Issue #9702, opened 2024-07-11
OCM. Identify federated users


ScharfViktor:
precondition: 

- run two ocis instances `ocis-server` and `federation-ocis-server` see here https://owncloud.dev/ocis/development/testing/#running-test-suite-with-federated-sharing-ocm

Steps: 
- create federation connection between `admin`(ocis-server) and `marie`(federation-ocis-server)
- admin searches users by `mar` in the Share with people dialog

Actual: admin gets two marie users. but we cannot identify which one is the federated user
![Screenshot 2024-07-11 at 10 58 21](https://github.com/owncloud/web/assets/84779829/24c0750b-6def-4903-b141-07867660fd30)

Expected: federated user has different icon

butonic:
@rhafer will add 'Federated' (OCM user, has no password and cannot login, only serves as a reference for shares) the `userType` property of a user, in addition to `Member` (of the instance) and `Guest` (invited by invites service).

rhafer:
I created https://github.com/owncloud/libre-graph-api/pull/190 to document the new usertype `Federated`.

JammingBen:
Is there something left to do here, other than the correlating web issue https://github.com/owncloud/web/issues/11361?

rhafer:
@JammingBen I don't think so. So I guess this can be closed.

PR #9788, opened 2024-08-12
feat(graph): add support for filtering users by type

rhafer:
This adds support for equality filters on the `userType` property of users  for the /users endpoint.

It also changes the behavior of the /users endpoint to only return federated users when explicitly request via a `userType` filter.
    
E.g. to search for federated users with matching "albert" you can use:
    
    `$filter=userType eq 'Federated'&$search="albert"`
    
Related Issue: #9702

### DIFF
--- a/changelog/unreleased/ocm_users_graph.md
+++ b/changelog/unreleased/ocm_users_graph.md
@@ -1,0 +1,14 @@
+Enhancement: OCM related adjustments in graph
+
+The /users enpdoint of the graph service was changed with respect to how
+it handles OCM federeated users:
+- The 'userType' property is now alway returned. As new usertype 'Federated'
+  was introduced. To indicate that the user is a federated user.
+- Supported for filtering users by 'userType' as added. Queries like
+  "$filter=userType eq 'Federated'" are now possible.
+- Federated users are only returned when explicitly requested via filter.
+  When no filter is provider only 'Member' users are returned.
+
+https://github.com/owncloud/ocis/pull/9788
+https://github.com/owncloud/ocis/pull/9757
+https://github.com/owncloud/ocis/issues/9702
--- a/services/graph/pkg/service/v0/users.go
+++ b/services/graph/pkg/service/v0/users.go
@@ -254,34 +254,6 @@ func (g Graph) GetUsers(w http.ResponseWriter, r *http.Request) {
 		users, err = g.identityBackend.GetUsers(r.Context(), odataReq)
 	}
 
-	if g.config.IncludeOCMSharees {
-		gwc, err := g.gatewaySelector.Next()
-		if err != nil {
-			errorcode.GeneralException.Render(w, r, http.StatusInternalServerError, err.Error())
-			return
-		}
-		term, err := identity.GetSearchValues(odataReq.Query)
-		if err != nil {
-			errorcode.GeneralException.Render(w, r, http.StatusBadRequest, err.Error())
-			return
-		}
-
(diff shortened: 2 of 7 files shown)


services/graph/pkg/service/v0/users.go
```diff
@@ -1014,3 +986,34 @@ func isValidUserType(userType string) bool {
...
+		if err != nil {
+			return nil, errorcode.New(errorcode.InvalidRequest, err.Error())
+		}
+
+		remoteUsersRes, err := gwc.FindAcceptedUsers(ctx, &invitepb.FindAcceptedUsersRequest{Filter: term})
+		if err != nil {
+			// TODO grpc FindAcceptedUsers call failed
+			return nil, errorcode.New(errorcode.GeneralException, err.Error())
+		}
+		if remoteUsersRes.Status.Code != cs3rpc.Code_CODE_OK {
```
kobergj, line 1007:
```suggestion
		if remoteUsersRes.GetStatus().GetCode() != cs3rpc.Code_CODE_OK {
```

please use getters. My IDE gets angry otherwise.

services/graph/pkg/service/v0/users.go
```diff
@@ -1014,3 +986,34 @@ func isValidUserType(userType string) bool {
...
+			return nil, errorcode.New(errorcode.GeneralException, err.Error())
+		}
+		term, err := identity.GetSearchValues(odataReq.Query)
+		if err != nil {
+			return nil, errorcode.New(errorcode.InvalidRequest, err.Error())
+		}
+
+		remoteUsersRes, err := gwc.FindAcceptedUsers(ctx, &invitepb.FindAcceptedUsersRequest{Filter: term})
+		if err != nil {
+			// TODO grpc FindAcceptedUsers call failed
```
kobergj, line 1004: Comment unclear. What is the TODO here?

changelog/unreleased/ocm_users_graph.md
```diff
@@ -0,0 +1,14 @@
+Enhancement: OCM related adjustments in graph
+
+The /users enpdoint of the graph service was change with respect to how
```
kobergj, line 3:
```suggestion
The /users enpdoint of the graph service was changed with respect to how
```

services/graph/pkg/service/v0/users.go
```diff
@@ -1014,3 +986,34 @@ func isValidUserType(userType string) bool {
 
 	return false
 }
+
+func (g Graph) searchOCMAcceptedUsers(ctx context.Context, odataReq *godata.GoDataRequest) ([]*libregraph.User, error) {
+	users := []*libregraph.User{}
+	if g.config.IncludeOCMSharees {
```
kobergj, line 992: Not critical, but you should we reverse logic here:
```golang
if !g.config.IncludeOCMSharees {
    return users, nil
}
```
That way you don't have the `if` clause spanning the whole function and the effect of the `if` clause is obvious immediately. But as stated: Not critical if you like it more this way.

kobergj (changes requested):

services/graph/pkg/service/v0/users.go
rhafer: Hm, good question. I just move that code from another place. Let me check ...

rhafer: I've changed to now use our generic CS3 Status to graph mapper. And added a bit of log. I think this is ok.

kobergj (approved):

rhafer:
@ScharfViktor could you please take a look at the changes I made to the acceptance tests? Does it make sense? I am not an expert on those PHP based tests.

PR #17, opened 2014-06-24
Implement Block-test

BigCrunsh:
The B-test is a test for the two-sample problem for high-dimensions.

This is an implementation of:
- Zaremba, W., Gretton, A., Blaschko, M. B-tests: Low Variance Kernel
  Two-Sample Tests (NIPS)


ararslan:
@BigCrunsh Out of curiosity, was this based on the reference Matlab code that accompanies the paper?

PR #33, opened 2015-02-24
Power Divergence Test

bdeonovic:
Implements power divergence test, which is a family of tests for multinomial proportions that includes the chi-squared test. Also includes several popular multinomial confidence intervals (e.g. sison-glaz, bootstrap)

Since this is the first hypothesis test for a vector of parameters I wasn't quite sure how you guys would want the output summary presented. Let me know what you think!


src/power_divergence.jl
```diff
@@ -0,0 +1,349 @@
+export PowerDivergenceTest, ChisqTest, MultinomialLRT
+
+boundproportion(x) = max(min(x,1),0)
+
+immutable MultinomialData
+  observed::Vector
```
johnmyleswhite: These things should probably be parametric types. As is, they're black holes for the type inference system.

johnmyleswhite:
Generally, this looks good to me.

bdeonovic:
I tidied up the code, squashed commits together. I think this is ready to be pulled now.

simonbyrne:
Great, thanks!

PR #38, opened 2015-08-12
Make PowerDivergenceTest 0.4 compatible

bdeonovic:
Fix Tuple compatibility
Fix formula display issues and grammar
Add multinomial CI documentation


simonster:
I'm not sure why this isn't actually throwing errors on 0.3, just returning an `Array{(Any...,),1}`, but you would need to use  `@compat` before the calls to `Tuple`. But a better approach would be to define `boundproportion` as `max(min(convert(Float64, x),1.0),0.0)`, and then the arrays should not need to be typed.

PR #40, opened 2015-09-25
Fixed spelling of 'Kolmorov' to 'Kolmogorov'.

janmtl:
Just noticed this spelling error in the testname variable. Commit only affects three hard-coded strings.


simonster:
Thanks!

PR #44, opened 2016-01-07
Avoid overflow in PowerDivergenceTest

garborg:
See 0ef5d1b for change.

### DIFF
--- a/src/power_divergence.jl
+++ b/src/power_divergence.jl
@@ -3,39 +3,39 @@ export PowerDivergenceTest, ChisqTest, MultinomialLRT
 typealias Levels{T} @compat(Tuple{UnitRange{T},UnitRange{T}})
 
 function boundproportion{T<:Real}(x::T)
-  max(min(convert(Float64,x),1.0),0.0)
+    max(min(convert(Float64,x),1.0),0.0)
 end
 
 
 immutable PowerDivergenceTest <: HypothesisTest
-  lambda::Float64
-  theta0::Vector{Float64}
-  stat::Float64
-  df::Int64
-  observed::Matrix{Int64}
-  n::Int64
-  thetahat::Vector{Float64}
+    lambda::Float64
+    theta0::Vector{Float64}
+    stat::Float64
+    df::Int64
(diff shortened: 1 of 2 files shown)


garborg:
Make that 86536b6 (I forgot about 0.3 compatibility).

bdeonovic:
I'm not quite sure why I put that in there. It was quite awhile ago now. I think I was following some R code for the chisq test. 

Yes, the R code in the chisq.test function is 

```R
   if (is.na(nr) || is.na(nc) || is.na(nr * nc)) 
      stop("invalid nrow(x) or ncol(x)", domain = NA)
```

I guess I wasn't thinking when I was converting the code. It can probably be removed.

garborg:
@bdeonovic Shoot, sounds like the code in 'src/power_divergence.jl' was adapted from the (GPL-licensed) stats package distributed with R?

If so, I don't think it can stay in here (unless this package was relicensed. I don't think that's desirable, but that would probably be @simonster's call).

bdeonovic:
I'm not sure I'd go as far as to say it was adapted from that code. I used it as a guide to make sure I wasn't missing anything obvious since the Power Divergence Test is a generalization of the Chi Square test.

garborg:
Okay, I'm no expert here -- maybe @simonster will have more specific questions or will ping someone who has more experience with the ins and outs of licensing.

garborg:
Not sure, but I think JuliaStats has avoided integrating implementations where the author has even looked though non-MIT-compatible code implementing the same. The tests implemented in #33 (or at least `PowerDivergenceTest` & `ChisqTest`) pulled in some steps from the corresponding R code.

@simonbyrne @simonster -- It looks like you two are the most involved here atm -- could one of you either, follow up with @bdeonovic and either explicitly approve or remove #33, or ping someone you're comfortable delegating that to?

slundberg:
This bug fix seems separate from the licensing questions. Could the PR get merged separate from that discussion?

andreasnoack:
This was fixed in https://github.com/JuliaStats/HypothesisTests.jl/pull/91

PR #46, opened 2016-02-05
Don't remove -Inf when computing the Anderson-Darling test statistic.

### LINKED ISSUE #45: Is Anderson–Darling working fine?
In the next example, AD tests is failing to reject H0 while KS is getting a P value << 0.05:

```julia
julia> using Distributions

julia> using HypothesisTests
WARNING: Method definition call(Polynomials.Poly, Any) in module Polynomials at /home/diego/.julia/v0.4/Polynomials/src/Polynomials.jl:302 overwritten in module CurveFit at /home/diego/.julia/v0.4/CurveFit/src/linfit.jl:124.

julia> ExactOneSampleKSTest(vcat(rand(Normal(),500), rand(Beta(2,2),500)), Beta(2,2))
Exact one sample Kolmogorov-Smirnov test
----------------------------------------
Population details:
    parameter of interest:   Supremum of CDF differences
    value under h_0:         0.0
    point estimate:          0.23369801954886604

Test summary:
    outcome with 95% confidence: reject h_0
    two-sided p-value:           1.6298124488993274e-48 (extremely significant)

Details:
    number of observations:   1000

julia> OneSampleADTest(vcat(rand(Normal(),500), rand(Beta(2,2),500)), Beta(2,2))
One sample Anderson-Darling test
--------------------------------
Population details:
    parameter of interest:   not implemented yet
    value under h_0:         NaN
    point estimate:          NaN

Test summary:
    two-sided p-value:           1.0 (not significant)

Details:
    number of observations:   1000
    sample mean:              0.22686908598687877
    sample SD:                0.7924243264634008
    A² statistic:             -52.401631357070755

```

Similar example in R... AD test reject H0 (alpha 0.05):

```R
> ad.test(c(rnorm(500), rbeta(500, shape1=2, shape2=2)), function(x){pbeta(x, shape1=2, shape2=2)})

	Anderson-Darling GoF Test

data:  c(rnorm(500), rbeta(500, shape1 = 2, shape2 = 2))  and  function(x) {c(rnorm(500), rbeta(500, shape1 = 2, shape2 = 2))  and      pbeta(x, shape1 = 2, shape2 = 2)c(rnorm(500), rbeta(500, shape1 = 2, shape2 = 2))  and  }
AD = Inf, p-value = 6e-07
alternative hypothesis: NA
```

@wildart, maybe will be easy for you to find the bug.

andreasnoack:
These values occur when observations are outside the support of the
distribution for which we test against and is clearly against the null.
Therefore they should't be set to zero which is strongly in favor of
the null.

Also cut off the polynomial for very large values when computing the
p-values.

Avoid many Infs by using `logcdf` and `logccdf` instead of `log(cdf)` and
`log(1 - cdf)`.

Fixes #45 

cc: @wildart

### DIFF
--- a/src/anderson_darling.jl
+++ b/src/anderson_darling.jl
@@ -12,11 +12,14 @@ function adstats{T<:Real}(x::AbstractVector{T}, d::UnivariateDistribution)
     y = sort(x)
     μ = mean(y)
     σ = std(y)
-    z = cdf(d, (y-μ)/σ)
-    i = 1:n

Problem to work on | Search the listing above for the string "enpdoint" and return each line it appears on.

Result |
+The /users enpdoint of the graph service was changed with respect to how
+The /users enpdoint of the graph service was change with respect to how
The /users enpdoint of the graph service was changed with respect to how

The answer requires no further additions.